Practical approaches to double and dynamic materiality
Guidelines such as the SASB Standards (which identify ESG issues relevant to financial performance in 77 industries) can provide a starting point for corporates and financial firms to understand what is financially material for different industries. However, in order to understand a company’s wider impact on the world, it is necessary to go deeper. This is why 9fin’s QuickTake process involves gaining an in-depth understanding of a company’s wider operating environment before commencing our analysis.
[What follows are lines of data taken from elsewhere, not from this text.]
PR #323, opened 2023-05-08
`TemporaryPipInstallResolver`: Handle `pip install` errors gracefully

### LINKED ISSUE #322: Handle `pip install` errors in `TemporaryPipInstallResolver`
## Problem
If `LocalPackageResolver` is used and installation of some packages locally fails, an uncaught `CalledProcessError` is raised. 

## Expected outcome
Handle this error properly and give the user a list of the problematic packages.

## Background and discussion

The original discussion sparked in https://github.com/tweag/FawltyDeps/pull/320#discussion_r1186052929

@jherland 
I would hope that we could produce a `logger.warning()` or `.error()` from `TemporaryPipInstallResolver` when the `pip install` fails for whatever reason, as I suspect that failure is often more relevant to the issue at hand.

@mknorps 

Here we will produce a [CalledProcessError](https://docs.python.org/3/library/subprocess.html#subprocess.CalledProcessError):
```python 
            subprocess.run(
                [f"{venv_dir}/bin/pip", "install", "--no-deps"] + requirements,
            )
```
and in fact we do not handle it anywhere :see_no_evil: . What do you think about moving handling of this error to another issues? It does not seem so in need for now.

@jherland 

It seems that we might need to think a bit more about how to best handle errors from `pip install`. Here's what I found after digging for a little bit:
- We currently try to install _all_ of `requirements` with a single `pip install` command. This is ~necessary for performance reasons, I believe (to prevent running one subprocess per requirement/dependency).
- If the `pip install` fails, we currently don't know whether that means _nothing_ was installed, or if _some_ of the requirements might have been installed (but others failed).
- I can think of scenarios where _nothing_ would be installed (e.g. network issues) and other scenarios where almost all deps were installed (e.g. one of the deps doesn't exist due to e.g. a typo).
- We _could_ play games with `pip` to try to figure out which dependencies were or were not installed.
  - e.g. using the new `--report` option to get a [detailed JSON report](https://pip.pypa.io/en/stable/reference/installation-report/), or
  - using `pip inspect` afterwards to get a similar JSON report, or
  - using the simpler (and backwards-compatible) `pip list` to get a list of installed dependencies.
- _However_, we already rely on `LocalPackageResolver` to look at the virtualenv and return the installed packages for us, so we're probably better off ignoring any `pip install` failure and leave `LocalPackageResolver` to tell us which packages were installed or not.
- Maybe the safest approach is something like this?:
  1. First try to install all dependencies with a single `pip install` command. If this succeeds, then skip directly to step 3.
  2. If the above fails, fall back to `pip install` one dependency at a time. (This might be very slow, but will hopefully be skipped most of the time.)
  3. Use the existing `LocalPackageResolver` code to resolve what can be resolved, and leave the rest as unresolved.

jherland:
Until now, we have not handled the `CalledProcessError` that is raised when `pip install` fails to install the given requirements in `TemporaryPipInstallResolver.temp_installed_requirements()`.

This commit adds two new flags to `.temp_installed_requirements()`:

 - `ignore_errors`: This disables the `CalledProcessError` and logs a warning message instead.
 - `retry_each`: In combination with the above, when `pip install` fails, this will retry `pip install` on each individual requirement in order. The effect of this will be to install the subset of the given requirements that we _can_ install, leaving only the problematic requirements uninstalled.

Using both of these flags enables `TemporaryPipInstallResolver` to do a "best effort" installation of dependencies: Inside the `.temp_installed_requirements()` context, the `LocalPackageResolver` will be able to resolve those dependencies that were successfully installed, and the dependencies we failed to install will be handed off to the next level of the resolver stack.

As of writing this is always the `IdentityMapping`, but this is about to go away, and instead a proper `UnresolvedDependenciesError` will be raised. Together with the warning messages from the failed `pip install` commands, this should inform the user of exactly which packages/dependencies we failed to install, and why.

On the `tests/` side, move our existing `TemporaryPipInstallResolver` test into a new test module: `test_install_deps`, and add two more tests:

 - to test that we no longer propagate a `CalledProcessError` when `pip install` fails (but instead log a warning message), and
 - to test that we are able to install one dependency with `pip install` even if another dependency fails.

Fixes #322 (Handle `pip install` errors in `TemporaryPipInstallResolver`)

### DIFF
--- a/fawltydeps/packages.py
+++ b/fawltydeps/packages.py
@@ -317,14 +317,25 @@ class TemporaryPipInstallResolver(BasePackageResolver):
     def installed_requirements(
         venv_dir: Path, requirements: List[str]
     ) -> Iterator[Path]:
-        """Install the given requirements into venv_dir with `pip install`."""
+        """Install the given requirements into venv_dir with `pip install`.
+
+        We try to install as many of the given requirements as possible. Failed
+        requirements will be logged with warning messages, but no matter how
+        many failures we get, we will still enter the caller's context. It is
+        up to the caller to handle any requirements that we failed to install.
+        """
         marker_file = venv_dir / ".installed"
         if not marker_file.is_file():
             venv.create(venv_dir, clear=True, with_pip=True)
-        subprocess.run(
-            [f"{venv_dir}/bin/pip", "install", "--no-deps"] + requirements,
-            check=True,  # fail if any of the commands fail
-        )
+        argv = [f"{venv_dir}/bin/pip", "install", "--no-deps"]
+        proc = subprocess.run(argv + requirements, check=False)
+        if proc.returncode:  # pip install failed
+            logger.warning("Command failed: %s", argv + requirements)
+            logger.info("Retrying each requirement individually...")
+            for req in requirements:
+                proc = subprocess.run(argv + [req], check=False)
+                if proc.returncode:  # pip install failed
+                    logger.warning("Failed to install %s", repr(req))
         marker_file.touch()
         yield venv_dir
 
@@ -336,15 +347,16 @@ class TemporaryPipInstallResolver(BasePackageResolver):
         Provide a path to the temporary venv into the caller's context in which
         the given requirements have been `pip install`ed. Automatically remove
         the venv at the end of the context.
+
+        Installation is done on a "best effort" basis as documented by
+        .installed_requirements() above. The caller is expected to handle any
+        requirements that we failed to install.
         """
         with tempfile.TemporaryDirectory() as tmpdir:
             with cls.installed_requirements(Path(tmpdir), requirements) as venv_dir:
                 yield venv_dir
 
-    def lookup_packages(
-        self,
-        package_names: Set[str],
-    ) -> Dict[str, Package]:
+    def lookup_packages(self, package_names: Set[str]) -> Dict[str, Package]:
         """Convert package names into Package objects via temporary pip install.
 
         Use the temp_installed_requirements() above to `pip install` the given
--- a/tests/test_install_deps.py
+++ b/tests/test_install_deps.py
@@ -1,0 +1,63 @@
+"""Verify behavior of TemporaryPipInstallResolver."""
+import logging
+
+from fawltydeps.packages import (
+    IdentityMapping,
+    Package,
+    TemporaryPipInstallResolver,
+    resolve_dependencies,
+)
+
+
+def test_resolve_dependencies_install_deps__via_local_cache(local_pypi):
+    debug_info = "Provided by temporary `pip install`"
+    actual = resolve_dependencies(
+        ["leftpadx", "click"], pyenv_path=None, install_deps=True
+    )
+    assert actual == {
+        "leftpadx": Package(
+            "leftpadx", {"leftpad"}, TemporaryPipInstallResolver, debug_info
+        ),
+        "click": Package("click", {"click"}, TemporaryPipInstallResolver, debug_info),
+    }
+
+
+def test_resolve_dependencies_install_deps__handle_pip_install_failure(
+    caplog, local_pypi
+):
+    # TemporaryPipInstallResolver will handle the inevitable pip install error
+    # and return to resolve_dependencies() with the missing package unresolved.
+    # For now, IdentityMapping "saves the day" and supplies a Package object.
+    # Soon, this should result in an unresolved package error instead.
+    caplog.set_level(logging.WARNING)
+    actual = resolve_dependencies(
+        ["does_not_exist"], pyenv_path=None, install_deps=True
+    )
+    assert actual == {
+        "does_not_exist": Package(
+            "does_not_exist", {"does_not_exist"}, IdentityMapping
+        ),
+    }
+    assert all(word in caplog.text for word in ["pip", "install", "does_not_exist"])
+
+
+def test_resolve_dependencies_install_deps__pip_install_some_packages(
+    caplog, local_pypi
+):
+    debug_info = "Provided by temporary `pip install`"
+    caplog.set_level(logging.WARNING)
+    actual = resolve_dependencies(
+        ["click", "does_not_exist", "leftpadx"], pyenv_path=None, install_deps=True
+    )
+    # pip install is able to install "leftpadx", but "package_does_not_exist"
+    # falls through to IdentityMapping.
+    assert actual == {
+        "click": Package("click", {"click"}, TemporaryPipInstallResolver, debug_info),
+        "does_not_exist": Package(
+            "does_not_exist", {"does_not_exist"}, IdentityMapping
+        ),
+        "leftpadx": Package(
+            "leftpadx", {"leftpad"}, TemporaryPipInstallResolver, debug_info
+        ),
+    }
+    assert all(word in caplog.text for word in ["pip", "install", "does_not_exist"])
--- a/noxfile.py
+++ b/noxfile.py
@@ -94,6 +94,7 @@ def lint(session):
         "too-many-arguments",
         "too-many-instance-attributes",
         "too-many-lines",
+        "unused-argument",
         "use-implicit-booleaness-not-comparison",
     ]
     session.run(
--- a/tests/test_local_env.py
+++ b/tests/test_local_env.py
@@ -8,7 +8,6 @@ from fawltydeps.packages import (
     IdentityMapping,
     LocalPackageResolver,
     Package,
-    TemporaryPipInstallResolver,
     resolve_dependencies,
 )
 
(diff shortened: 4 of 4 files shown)


fawltydeps/packages.py
```diff
@@ -310,20 +310,45 @@ class TemporaryPipInstallResolver(BasePackageResolver):
...
+                logger.warning("Command failed: %s", argv)
+                if retry_each:
+                    logger.info("Retrying each requirement individually...")
+                    for req in requirements:
+                        proc = subprocess.run(
+                            [f"{venv_dir}/bin/pip", "install", "--no-deps", req],
+                            check=False,
+                        )
+                        if proc.returncode:  # pip install failed
+                            logger.warning("Command failed: %s", argv)
```
mknorps, line 350:
```suggestion
                        if proc.returncode:  # pip install failed
                            logger.warning("Installation failed for requirement: %s", req)
```

fawltydeps/packages.py
```diff
@@ -310,20 +310,45 @@ class TemporaryPipInstallResolver(BasePackageResolver):
...
         """
         with tempfile.TemporaryDirectory() as tmpdir:
             venv_dir = Path(tmpdir)
             venv.create(venv_dir, clear=True, with_pip=True)
-            subprocess.run(
-                [f"{venv_dir}/bin/pip", "install", "--no-deps"] + requirements,
-                check=True,  # fail if any of the commands fail
-            )
+            argv = [f"{venv_dir}/bin/pip", "install", "--no-deps"] + requirements
+            proc = subprocess.run(argv, check=not ignore_errors)
```
mknorps, line 339: I do not understand why a `CalledProcessError` is not raised, could you explain it? According to documentation, https://docs.python.org/3/library/subprocess.html#using-the-subprocess-module:
 > If check is true, and the process exits with a non-zero exit code, a CalledProcessError exception will be raised. Attributes of that exception hold the arguments, the exit code, and stdout and stderr if they were captured.

mknorps: Oh, I know why! This case is never tested in tests, as `ignore_errors` is set to `True` :D

In that case we can either drop `ignore_errors` parameter and have:
```python
            proc = subprocess.run(argv, check=False)
```
Or test this case properly in tests, because it will result in some more guardian code around `CalledProcessError`.

I would opt for option 1, as I think that what we do here is an equivalent of handling this error.

fawltydeps/packages.py
```diff
@@ -310,20 +310,45 @@ class TemporaryPipInstallResolver(BasePackageResolver):
...
         """Create a temporary venv and install the given requirements into it.
 
         Provide a path to the temporary venv into the caller's context in which
         the given requirements have been `pip install`ed. Automatically remove
         the venv at the end of the context.
+
+        By default, if `pip install` fails, we will propagate the resulting
+        CalledProcessError from here. If 'ignore_errors' is enabled we instead
+        log a warning and continue into the caller's context. It is then up to
+        the caller to handle the missing requirements in the temporary venv.
```
mknorps, line 327: If we remove `ignore_errors` option, this desription should explain that `pip install` will stop on a first failed dependency instalation and not instal anything further.

tests/test_install_deps.py
```diff
@@ -0,0 +1,80 @@
...
+    )
+
+
+def test_resolve_dependencies_install_deps__pip_install_some_packages(
+    caplog, local_pip_cache
+):
+    debug_info = "Provided by temporary `pip install`"
+    caplog.set_level(logging.WARNING)
+    actual = resolve_dependencies(
+        ["leftpadx", "package_does_not_exist"], pyenv_path=None, install_deps=True
```
mknorps, line 66:
```suggestion
        ["leftpadx", "package_does_not_exist", "click"], pyenv_path=None, install_deps=True
```
Add a legit package after the fake one, to make sure `pip install` did `retry_each`.

tests/test_install_deps.py
```diff
@@ -0,0 +1,80 @@
...
+    )
+    # pip install is able to install "leftpadx", but "package_does_not_exist"
+    # falls through to IdentityMapping.
+    assert actual == {
+        "leftpadx": Package(
+            "leftpadx", {"leftpad"}, TemporaryPipInstallResolver, debug_info
+        ),
+        "package_does_not_exist": Package(
+            "package_does_not_exist", {"package_does_not_exist"}, IdentityMapping
+        ),
```
mknorps, line 76:
```suggestion
        "leftpadx": Package(
            "leftpadx", {"leftpad"}, TemporaryPipInstallResolver, debug_info
        ),
        "package_does_not_exist": Package(
            "package_does_not_exist", {"package_does_not_exist"}, IdentityMapping
        ),
        "click": Package(
            "click", {"click"}, TemporaryPipInstallResolver, debug_info
        ),
```

mknorps (changes requested):
I like the way of handling the installation errors with the process return code :+1: 

There are some improvement suggestions in the review, of which I consider `subprocess` `check` option handling the most important.

fawltydeps/packages.py
jherland: Yes, I wrote the patch to be minimally invasive in terms of preserving current behavior unless the extra flags are passed. But since there is only one caller, and it always passes both flags as `True`, we can drop the flags, and hardcode the new behavior instead. Will fix.

fawltydeps/packages.py
jherland: Ack. Will update the docstring when I hardcode the new behavior.

tests/test_install_deps.py
jherland: Agreed. However, `TemporaryPipInstallResolver.lookup_packages()` _sorts_ the package names before passing them to `.temp_installed_requirements()` so in order for this to be properly tested, we need package names that sort alphabetically before and after the missing package Will fix.

jherland:
I believe I addressed all your comments in updated commit 13ec273.

fawltydeps/packages.py
```diff
@@ -317,14 +317,27 @@ class TemporaryPipInstallResolver(BasePackageResolver):
     def installed_requirements(
         venv_dir: Path, requirements: List[str]
     ) -> Iterator[Path]:
-        """Install the given requirements into venv_dir with `pip install`."""
+        """Install the given requirements into venv_dir with `pip install`.
+
+        If `pip install` fails, we will log a warning, then retry by attempting
+        to `pip install` each given requirement in order (logging any errors
+        that occur), before we finally enter the caller's context.
```
mknorps, line 324:
```suggestion
```
Nit: Do you think this comment is needed? It duplicates exactly what the code does, which may cause some later code vs comments discrepancy if we change something.

fawltydeps/packages.py
```diff
@@ -317,14 +317,27 @@ class TemporaryPipInstallResolver(BasePackageResolver):
...
+
+        It is up to the caller to detect/handle any requirements that we failed
+        to install.
+        """
```
mknorps, line 328:
```suggestion
        It is up to the caller to handle any requirements that we failed
        to install.
        """
```
Nit: detection is now done via looping over all `requirements`.

mknorps (approved):
This one is good to :rock:, joking - :rocket:  ;)

I added two small nitpicks, that you may or may not consider.

fawltydeps/packages.py
jherland: I would agree if this was a _comment_ in the code, but when it's a _docstring_ I think it is somewhat different:

The docstring is often visible in places where the code is not (or less) visible (see below), and I believe the behavior described in these three lines is valuable, even for a casual user of this method (that would not want to read the code), as it describes postconditions that the caller must be aware of (i.e. do we enter the context on failure? Do we abort of the first failing package, or do we persist/retry?).

Even if the code and docstring later would disagree (which of course should be fixed as soon as it is discovered), I think it is valuable to capture the _intended behavior_ of this method in as simple English as possible. Of course, the above text is not particularly good in that regard, and I think it could be simplified further:

```suggestion
        We try to install as many of the given requirements as possible. Failed
        requirements will be logged with warning messages, but no matter how
        many failures we get, we will still enter the caller's context.
```

---

To my point of docstrings being _more visible_ than code: For example, in the Python REPL you can use `help()` to view the signature + docstring of something to learn how to call it:

```sh
$ python
Python 3.10.9 (main, Dec  6 2022, 18:44:57) [GCC 11.3.0] on linux
Type "help", "copyright", "credits" or "license" for more information.
>>> from fawltydeps.packages import TemporaryPipInstallResolver
>>> help(TemporaryPipInstallResolver.installed_requirements)
Help on function installed_requirements in module fawltydeps.packages:

installed_requirements(venv_dir: pathlib.Path, requirements: List[str]) -> Iterator[pathlib.Path]
    Install the given requirements into venv_dir with `pip install`.
    
    If `pip install` fails, we will log a warning, then retry by attempting
    to `pip install` each given requirement in order (logging any errors
    that occur), before we finally enter the caller's context.
    
    It is up to the caller to handle any requirements that we failed
    to install.
```

Another example is when a Python library is documented via an automatically generated website; the docstrings are included, but the actual code is not included (or, at best, referenced in a link).

jherland: Cleaned up the docstring in 41d9a42, it now reads:
```python
        """Install the given requirements into venv_dir with `pip install`.

        We try to install as many of the given requirements as possible. Failed
        requirements will be logged with warning messages, but no matter how
        many failures we get, we will still enter the caller's context. It is
        up to the caller to handle any requirements that we failed to install.
        """
```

Our Ford ESG QuickTake provides a good example of this. Ford’s green bond (issued in August 2022) is aimed entirely at clean transportation projects. 9fin’s analysis revealed that whilst the electrification of vehicles is a necessary and positive action contributing towards the Paris Agreement, one issue we unveiled was the need to mine raw materials (used in EV batteries). These raw materials are at risk of supply bottle necks as well as serious environmental impacts.
While these two issues may initially be seemingly outward risks, eventually these impacts could turn into inward risks if raw materials are increasingly difficult to obtain or if Ford receives negative publicity for mining near vital ecosystems (the distribution of raw materials in the earth’s crust can often coincide with these ecosystems).
Overall, insights on potential inward and outward impacts should not just be used as a technical exercise, but to shed light on business-critical matters for top-level executives at a company. In turn, these insights should inform strategy and risk management.
It is vital that double and dynamic materiality are not seen as “sustainability niche” tools; both regulation and the markets are changing. The way stakeholders and regulators are looking at material issues is also changing, and businesses and financial firms should adapt accordingly.